El objetivo es acércales un plato de comida, algún abrigo o asesorarlos para relocalización. La mano amiga e indispensable en este tipo de personas cuya autoestima está destruida y la soledad es su más fiel compañero.

La experiencia de Carlos indica que las personas en situación de calle han aumentado.

“Hay nuevas personas y que no se trata de población que haya venido de otros barrios, son nuevos en la calle, uno se da cuenta por las costumbres, el vocabulario, la vestimenta, son personas que se quedaron sin laburo, les aumentó todo y no pudieron pagar más un alquiler o las desalojaron, y muchas son familias”, comentó.

La descripción se repite una y otra vez: “El viernes conocimos a un matrimonio con una nena de seis años que iban a pasar su primer día en la calle.
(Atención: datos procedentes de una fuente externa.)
PR #890, opened 2026-03-04
Support events for mod_game

davidherney:
**Description**
- mod_game event handling. The Game plugin is widely used on Moodle platforms.

**Related Issues**
- NA

**PR Type**
- Enhancement


davidpesce:
Hi @davidherney, thanks for this PR! I haven't had a chance to dive into it too deeply, but could you remove your changes to version.php from the PR. It's better to handle version bumps from our end.

davidherney:
Hola @davidpesce 

Done, I reverted the change to version.php.

Saludos

src/transformer/get_event_function_map.php
```diff
@@ -126,6 +126,9 @@ function get_event_function_map() {
         '\mod_forum\event\discussion_subscription_created' => 'mod_forum\discussion_subscription_created',
         '\mod_forum\event\discussion_subscription_deleted' => 'mod_forum\discussion_subscription_deleted',
         '\mod_forum\event\user_report_viewed' => 'mod_forum\user_report_viewed',
+        '\mod_game\event\course_module_instance_list_viewed' => 'mod_game\course_module_instance_list_viewed',
+        '\mod_game\event\course_module_viewed' => 'mod_game\course_module_viewed',
```
davidpesce: **course_module_viewed should use the shared transformer **

  Every other module maps course_module_viewed to all\course_module_viewed:
  '\mod_assign\event\course_module_viewed' => 'all\course_module_viewed',
  '\mod_quiz\event\course_module_viewed'   => 'all\course_module_viewed',
  '\mod_forum\event\course_module_viewed'  => 'all\course_module_viewed',
  ... (22 modules total)

  This PR creates a redundant custom mod_game\course_module_viewed that does the same thing. The map entry should be:
  '\mod_game\event\course_module_viewed' => 'all\course_module_viewed',

  The custom transformer file (src/transformer/events/mod_game/course_module_viewed.php) and its test directory can be removed entirely — the existing
  all\course_module_viewed test coverage already validates this pattern.

src/transformer/events/mod_game/course_module_instance_list_viewed.php
```diff
@@ -0,0 +1,72 @@
...
+                'en' => 'Viewed',
+            ],
+        ],
+        'object' => [
+            'id' => $config['app_url'] . '/mod/game/index.php?id=' . $event->courseid,
+            'objectType' => 'Activity',
+            'definition' => [
+                'type' => 'http://id.tincanapi.com/activitytype/collection-simple',
+                'name' => [
+                    $lang => 'Game instances list',
```
davidpesce, line 56: Should this be pulled from the lang file of mod_game?

davidpesce (changes requested):
I think we're good after these two fixes.

src/transformer/get_event_function_map.php
davidherney: You're right. I already removed the duplicate and handled it with all\course_module_viewed

`'\mod_game\event\course_module_viewed' => 'all\course_module_viewed',`

src/transformer/events/mod_game/course_module_instance_list_viewed.php
davidherney: Hi @davidpesce 

I don't manage the **mod_game** component, and it seems unnecessary to send a pull request to the owner for an informational string, especially since many Transformers use it the same way. For example:
```
                'name' => [
                    $lang => 'Global Search',
                ],
```
```
            'definition' => [
                'type' => 'http://adlnet.gov/expapi/activities/file',
                'name' => [
                    $lang => 'Questions in ' . $info['format'] . ' format',
                ],
            ],
```

I could also change it to a generic **mod_game** string, but the closest one used as a title in the Games listing is:
`$string['modulenameplural'] = 'Games';`

How would you prefer I proceed?

Saludos

PR #1521, opened 2023-05-30
Update minimum supported Sorbet version

andyw8:
### Motivation

As per internal discussion, we want to limit support for older versions of Sorbet.

This relates to https://github.com/Shopify/tapioca/pull/1511. We aren't updating to as recent a version as mentioned there, but this helps to move us in the direction of only supporting newer versions.

### Implementation

Update to a minimum Sorbet version from ~6 months ago.

If we go ahead with this, we should set up some kind of reminder/automation to periodically update the minimum supported version.

### Tests

n/a

### DIFF
--- a/lib/tapioca/helpers/sorbet_helper.rb
+++ b/lib/tapioca/helpers/sorbet_helper.rb
@@ -24,7 +24,6 @@ module Tapioca
     FEATURE_REQUIREMENTS = T.let(
       {
         # feature_name: ::Gem::Requirement.new(">= ___"), # https://github.com/sorbet/sorbet/pull/___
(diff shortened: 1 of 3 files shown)


lib/tapioca/helpers/sorbet_helper.rb
```diff
@@ -24,7 +24,6 @@ module SorbetHelper
     FEATURE_REQUIREMENTS = T.let(
       {
         # feature_name: ::Gem::Requirement.new(">= ___"), # https://github.com/sorbet/sorbet/pull/___
-        non_generic_weak_map: ::Gem::Requirement.new(">= 0.5.10587"), # https://github.com/sorbet/sorbet/pull/6610
```
paracycle, line 27: If we are bumping to `>= 0.5.10566`, we can't remove this feature check since it requires `>= 0.5.10587`.

PR #1525, opened 2023-06-01
Exclude tapioca dependencies during gem RBI tests

KaanOzkan:


KaanOzkan:
Mean CI time seems to be around 11m with the whole pipeline being 16m https://github.com/Shopify/tapioca/actions/runs/5148501154/jobs/9270265509.

In comparison to current main having mean ~15m and the whole pipeline finishing in 24m.

Locally I saw 3 minutes of improvement.

spec/helpers/mock_project.rb
```diff
@@ -119,14 +119,37 @@ def bundle_exec(command, env = {})
...
+    end
+    def tapioca(command, enforce_typechecking: true, exclude_tapioca_dependencies: true)
       exec_command = ["tapioca", command]
       if command.start_with?(/gem/)
         exec_command << "--workers=1" unless command.match?("--workers")
         exec_command << "--no-doc" unless command.match?("--doc")
         exec_command << "--no-loc" unless command.match?("--loc")
+        if exclude_tapioca_dependencies && !command.match?("--exclude")
+          exec_command << "--exclude #{TAPIOCA_DEPENDENCIES.join(" ")}"
+        end
```
KaanOzkan, line 152: I didn't want to complicate this but ideally we'd append the arguments to `exclude` flag with the `TAPIOCA_DEPENDENCIES` and enable this speedup on tests that use `exclude` too.

spec/helpers/mock_project.rb
```diff
@@ -119,14 +119,37 @@ def bundle_exec(command, env = {})
...
-    sig { params(command: String, enforce_typechecking: T::Boolean).returns(ExecResult) }
-    def tapioca(command, enforce_typechecking: true)
+    sig do
+      params(
+        command: String,
+        enforce_typechecking: T::Boolean,
+        exclude_tapioca_dependencies: T::Boolean,
+      ).returns(ExecResult)
+    end
+    def tapioca(command, enforce_typechecking: true, exclude_tapioca_dependencies: true)
```
Morriar, line 144: What do you think about passing the list of dependencies to ignore and allowing a default value?

```suggestion
    def tapioca(command, enforce_typechecking: true, exclude: TAPIOCA_DEPENDENCIES)
```

KaanOzkan: I see the appeal but isn't this kind of strange given other flags aren't a keyword argument? I preferred the explicit intention of the boolean but don't have strong opinions.

Morriar: If we're allowing controlling the behavior of the exclude on top of the options already passed in the command string, we may as well pass the values to be used so the same approach can be reused in other tests that may need a special treatment.

Issue #1484, opened 2023-04-18
Create DSL compiler for adding signatures to controller actions


vinistock:
When trying to use strict level of typing, Sorbet will require us to add signatures to controller action methods. These signatures don't really add much value. If we can add a DSL compiler that adds the signatures to RBIs, it would allow us to have more strict typing typing in controllers.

Los desalojaron porque no pagaron el alquiler por segundo mes. La mujer lloraba y me decía que se sentía una mala madre, como si fuera culpa de ella”, relató por su parte Leandro Castro Vila, de la organización Caminantes de Buenos Aires, que trabaja principalmente en el barrio Congreso.

Según las personas que trabajan al igual que Carlos en esta organización desde marzo existe un incremento muy notorio. Son personas cuyos ingresos no le permitieron seguir sosteniendo sus niveles de vida.